If I have a Galvanic cell of Nickel and Gold where Nickel is (Ni->Ni^+2 + 2e-) and the oxidation of gold is (Ag^+->Ag + e-) then do I need to double the cell potential of gold (+0.80) if I'm trying to find the standered cell potential (volatage)?
If you add the Au (note Au and not Ag or it may be the other way around; i.e., you may have called Ag gold whereas it is silver) Eo value to the Ni Eo value (one an oxidation and the other a reduction), no, you do not double the E value of the Ag.
To find the standard cell potential (voltage) of a galvanic cell, you need to consider the individual half-cell potentials and the stoichiometric coefficients of the overall cell reaction. The standard cell potential is calculated by summing the reduction potentials of the reduction half-reaction and subtracting the oxidation potential of the oxidation half-reaction.

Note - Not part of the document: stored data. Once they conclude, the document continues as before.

PR #1393, opened 2020-11-30
tests: wait for preimages to be revealed

AndrejMitrovic:
This is similar to a workaround we implemented in the localrest tests, but we never did it for the system integration tests.


linked0 (approved):
LGTM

In your case, the reduction half-reaction for nickel is Ni^+2 + 2e- -> Ni, and the reduction half-reaction for gold is Ag^+ + e- -> Ag. However, there seems to be an error in your question, as you mentioned "oxidation of gold" instead of "reduction of gold." Therefore, instead of using the oxidation potential of gold, you should use the reduction potential.
To calculate the standard cell potential, you need to sum the reduction potentials while considering their stoichiometric coefficients:
Ni^+2 + 2e- -> Ni: Reduction potential = ? (let's call this E°1)
Ag^+ + e- -> Ag: Reduction potential = +0.80 V (let's call this E°2)
To determine the standard cell potential, you subtract the oxidation potential from the reduction potential:
Standard cell potential (E°cell) = E°2 - E°1
So, to answer your question, you do not need to "double" the cell potential of gold, but instead, you subtract the reduction potential of the nickel half-reaction from the reduction potential of the gold half-reaction to find the standard cell potential.